### Information given:
PR #62, opened 2019-11-23
Adds `break` expressions

baszalmstra:
This PR adds the `break` expression to Mun. It allows breaking from loops and enables loops to have return types different from `never`.

The following code should work properly.

```mun
fn fibonacci(n:int):int {
    let a = 0;
    let b = 1;
    let i = 1;
    loop {
        if i > n {
            break a;
        }
        let sum = a + b;
        a = b;
        b = sum;
        i += 1;
    }
}
```

Here the `loop` should get the `int` type instead of the `never` type due to the `break a` statement.

- [x] Implement parsing of break expressions.
- [x] Implement proper type inferencing and diagnostics
  - [x] Do not allow break expression outside loops
  - [x] Multiple break expressions must have the same type 
- [x] Implement code generation for the break statement

**Depends on #60**


baszalmstra:
[Break expression](https://trello.com/c/JfzaMlLP/99-break-expression)

crates/mun_syntax/src/tests/parser.rs
```diff
@@ -186,3 +186,16 @@ fn loop_expr() {
...
     )
 }
+
+#[test]
+fn break_expr() {
+    ok_snapshot_test(
+        r#"
+    fn foo() {
+        break;
+        if break { 3; }
```
Wodann: Is this supposed to work? What is the meaning?

baszalmstra: Yeah, it works! Its a bit strange but also works with Rust.

PR #63, opened 2019-11-23
Adds `while` expressions

baszalmstra:
This PR adds `while` expressions to Mun. 

The following code should work properly.

```
fn fibonacci(n:int):int {
    let a = 0;
    let b = 1;
    let i = 1;
    while i <= n {
        let sum = a + b;
        a = b;
        b = sum;
        i += 1;
    };
    a
}
```

- [x] Implement parsing of while expressions.
- [x] Implement proper type inferencing and diagnostics
  - [x] Do not allow break expression with values inside while
- [x] Implement code generation for the while statement

**Depends on #62**


baszalmstra:
[While statements](https://trello.com/c/vCbrmBfu/64-while-statements)

crates/mun_codegen/src/ir/body.rs
```diff
@@ -69,6 +70,7 @@ impl<'a, 'b, D: IrDatabase> BodyIrGenerator<'a, 'b, D> {
             function_map,
             dispatch_table,
             active_loop: None,
+            hir_function,
```
Wodann: What function is this? The parent function that this body is part of?

crates/mun_hir/src/ty/tests.rs
```diff
@@ -144,6 +144,21 @@ fn infer_break() {
...
 
+#[test]
+fn infer_while() {
+    infer_snapshot(
+        r#"
+    fn foo() {
+        let n = 0;
+        while n < 3 { n += 1; };
+        while n < 3 { n += 1; break; };
+        while n < 3 { break 3; };   // Error: break with value in while
```
Wodann: Should this match the actual error?
`break` with value can only appear in a `loop`

crates/mun_codegen/src/ir/body.rs
baszalmstra: This is the HIR representation of the function that the body is part of. Its required to determine the return type.

Wodann: Okay. I was wondering whether there was a more verbose way of naming `hir_function`, but cannot quickly come up with anything.

PR #67, opened 2019-12-22
test: add test to check if compiler output strings is valid utf8

### LINKED ISSUE #52: Test whether mun_compiler generated strings are valid UTF-8
- [x] claim this issue (assign yourself or comment below)
- [ ] [setup repository on your local machine](https://github.com/mun-lang/mun) and make sure all tests pass (`cargo test`)
- [ ] read our [contributing guidelines](https://github.com/mun-lang/mun/blob/master/CONTRIBUTING.md)
- [ ] the Mun Compiler [generates UTF-8 strings](https://github.com/mun-lang/mun/blob/master/crates/mun_codegen/src/code_gen/symbols.rs) in the Mun ABI. For every such function, add a test that check that the resulting shared library contains valid UTF-8.
- [ ] start a Pull Request. Set description to `closes #52`. If this is your first PR, welcome :tada: :smile:

legendiguess:
closes #52

### DIFF
--- a/crates/mun_runtime/src/test.rs
+++ b/crates/mun_runtime/src/test.rs
@@ -298,3 +298,39 @@ fn hotreloadable() {
     );
     assert_invoke_eq!(i64, 10, driver, "main");
 }
+
+#[test]
+fn compiler_valid_utf8() {
+    use std::ffi::CStr;
+    use std::str;
+
+    let mut driver = TestDriver::new(
+        r#"
+    fn foo(n:int):bool { false }
+    "#,
+    );
+
+    let foo_func = driver.runtime.get_function_info("foo").unwrap();
+
+    // Check foo name for valid utf8
+    assert_eq!(
+        str::from_utf8(&unsafe { CStr::from_ptr(foo_func.signature.name).to_bytes() }).is_err(),
+        false
+    );
+    // Check foo arg type for valid utf8
+    assert_eq!(
+        str::from_utf8(&unsafe { CStr::from_ptr((*foo_func.signature.arg_types).name).to_bytes() })
+            .is_err(),
+        false
+    );
+    // Check foo return type for valid utf8
+    assert_eq!(
+        str::from_utf8(&unsafe {
+            CStr::from_ptr((*foo_func.signature.return_type).name).to_bytes()
+        })
+        .is_err(),
+        false
+    );
+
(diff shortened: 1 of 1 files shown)


crates/mun_runtime/src/test.rs
```diff
@@ -298,3 +298,55 @@ fn hotreloadable() {
...
+    // Check foo return type for valid utf8
+    assert_eq!(
+        str::from_utf8(&unsafe {
+            CStr::from_ptr((*foo_func.signature.return_type).name).to_bytes()
+        })
+        .is_err(),
+        false
+    );
+
+    // Check main name for valid utf8
```
Wodann: In essence, this and the following tests are the same as the tests for `foo_func`s tests, so they are unnecessary. If the logic is valid for one test case (that runs through all code paths) another test case will give the same results.

Since Mun doesn't require a main function, you can actually remove the `main` function from the example and remove the corresponding assertions.

crates/mun_runtime/src/test.rs
```diff
@@ -298,3 +298,55 @@ fn hotreloadable() {
     );
     assert_invoke_eq!(i64, 10, driver, "main");
 }
+
+#[test]
+fn compiler_vaild_ut8() {
```
mswf:
```suggestion
fn compiler_valid_utf8() {
```

crates/mun_runtime/src/test.rs
legendiguess: Good remark!

crates/mun_runtime/src/test.rs
legendiguess: Thanks! Silly typo :see_no_evil:

crates/mun_runtime/src/test.rs
```diff
@@ -298,3 +298,39 @@ fn hotreloadable() {
     );
     assert_invoke_eq!(i64, 10, driver, "main");
 }
+
+#[test]
+fn compiler_vaild_utf8() {
```
Wodann:
```suggestion
fn compiler_valid_utf8() {
```

legendiguess: i fix it right now!

baszalmstra:
[Create tests that validate assumptions about interop between compiler and runtime](https://trello.com/c/IqE30qjs/58-create-tests-that-validate-assumptions-about-interop-between-compiler-and-runtime)

PR #69, opened 2019-12-29
feat: add manual generation of abi, runtime-capi

baszalmstra:
When using build.rs files several files get regenerated every build
which causes rebuilds even when nothing really changed. This commit
changes this behavior to make the user manually run a command when the
files should be regenerated.


Wodann:
Is it necessary to do this for the CAPI too?

baszalmstra:
> Is it necessary to do this for the CAPI too?

Appears to be the case yes. Without this cargo always detects changes.

.github/workflows/ci.yml
```diff
@@ -61,7 +61,9 @@ jobs:
 
       - name: Cargo check
         uses: actions-rs/cargo@v1
-        continue-on-error: ${{ matrix.config.toolchain != 'stable' }}
+        env:
```
Wodann: Are you reverting this from your previous change?

crates/tools/src/abi.rs
```diff
@@ -1,5 +1,9 @@
-use std::env;
-use std::path::PathBuf;
+use crate::{project_root, reformat, update, Result};
+use failure::format_err;
+use teraron::Mode;
+
+pub const RUNTIME_CAPI_DIR: &str = "crates/mun_runtime_capi";
```
Wodann:
```suggestion
```

This constant is not used in this file.

.github/workflows/ci.yml
baszalmstra: Yes, I'm fixing this because the code should just build with Beta IMO

Wodann: Okay. Maybe split this into a separate commit to clarify this (like you did for the previous PR)?

baszalmstra: 👍 reverted

Wodann:
Do you have any idea why the gen-runtime-capi check is failing just for ubuntu beta?

baszalmstra:
> Do you have any idea why the gen-runtime-capi check is failing just for ubuntu beta?

No, I cant reproduce it either. But Im working on it. :)

baszalmstra:
[Remove `runtime-ffi` submodule from `mun` repository](https://trello.com/c/0GtG3Vhn/98-remove-runtime-ffi-submodule-from-mun-repository)

PR #81, opened 2020-01-13
fix: struct initialization fix for non constants

baszalmstra:
Fixes an issue when initializing structs with non constant values resulted in a crash.

### DIFF
--- a/crates/mun_codegen/src/ir/body.rs
+++ b/crates/mun_codegen/src/ir/body.rs
@@ -11,9 +11,8 @@ use inkwell::{
 };
 use std::{collections::HashMap, mem, sync::Arc};
 
-use crate::ir::adt::gen_named_struct_lit;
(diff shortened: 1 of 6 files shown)


crates/mun_codegen/src/ir/body.rs
```diff
@@ -218,9 +217,19 @@ impl<'a, 'b, D: IrDatabase> BodyIrGenerator<'a, 'b, D> {
     fn gen_struct_alloc(
         &mut self,
         hir_struct: hir::Struct,
-        args: &[BasicValueEnum],
+        args: Vec<BasicValueEnum>,
```
Wodann: Why not a slice? That'd more universal.

baszalmstra: Because I want to consume the contents completely.

PR #82, opened 2020-01-14
fix: link against ucrt.lib to resolve missing symbols for malloc

Wodann:
Temporary fix for Windows, as long as we are using `malloc`.


Wodann:
No longer necessary as PR #90 introduces _runtime linked_ `malloc`.

PR #83, opened 2020-01-14
Add marshalling of structs

Wodann:
Depends on #90


Wodann:
That's totally fine. The temporary fix is cumbersome in CI, so better not waste any more time on it

Wodann:
[Add marshalling of structs to Rust](https://trello.com/c/jEOrWCyF/116-add-marshalling-of-structs-to-rust)

PR #84, opened 2020-01-20
Refactor type information to dynamically include struct information

Wodann:
Depends on #83.

`TypeInfo` is now a globally allocated type that can potentially have additional information appended, depending on its `TypeGroup`. As a result, all places that passed `MunTypeInfo` by value now use a `MunTypeInfo*`

This is not reflected in the `mun_abi.h`, as including a `union` type would affect the size of all `MunTypeInfo` - not just the ones that have a `StructInfo` appended. Please come up with more guarantees or tests, that could make this more secure.


crates/mun_codegen/src/code_gen/symbols.rs
```diff
@@ -1,44 +1,64 @@
...
-            intern_string(module, &ty.name).into(),
-        ],
-        false,
-    )
+fn type_info_ir<D: IrDatabase>(
+    db: &D,
+    target: &TargetMachine,
+    module: &Module,
+    types: &AbiTypes,
+    type_values: &mut HashMap<TypeInfo, PointerValue>,
```
baszalmstra: Maybe rename to `type_info_to_ptr` or something to make it a little clearer

crates/mun_codegen/src/code_gen/symbols.rs
```diff
@@ -125,25 +148,60 @@ fn gen_signature_from_dispatch_entry<D: IrDatabase>(
...
-fn gen_type_info_array<D: IrDatabase>(
-    _db: &D,
+/// Recursively expands an array of TypeInfo into an array of IR pointers
+fn expand_type_info<D: IrDatabase>(
+    db: &D,
+    target: &TargetMachine,
     module: &Module,
     types: &AbiTypes,
+    type_values: &mut HashMap<TypeInfo, PointerValue>,
     hir_types: impl Iterator<Item = TypeInfo>,
```
baszalmstra: Rename to `type_info` or something like that

crates/mun_codegen/src/code_gen/symbols.rs
```diff
@@ -125,25 +148,60 @@ fn gen_signature_from_dispatch_entry<D: IrDatabase>(
...
+        gen_global(module, &type_array_ir, "").as_pointer_value()
+    }
+}
+
+/// Generates IR for an array of TypeInfo values
+fn gen_type_info_ptr_array(
+    module: &Module,
+    types: &AbiTypes,
+    type_values: &HashMap<TypeInfo, PointerValue>,
+    hir_types: impl Iterator<Item = TypeInfo>,
```
baszalmstra: Rename to `type_infos` or something like that.

crates/mun_codegen/src/code_gen/symbols.rs
Wodann: How about `global_type_info_map`?

PR #85, opened 2020-01-22
fix: change LineIndex::line_str() from using len() to chars().count()

legendiguess:


Wodann:
@legendiguess  Do you think you can add a unit test that detects the absence of the error this solves?

You can add it with the other unit test at the bottom of this file.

### Instructions for the task:
Skip all lines ahead of the one containing "error this solves?". Reproduce that line and the remainder of the listing above exactly.

### Task solution:
@legendiguess  Do you think you can add a unit test that detects the absence of the error this solves?

You can add it with the other unit test at the bottom of this file.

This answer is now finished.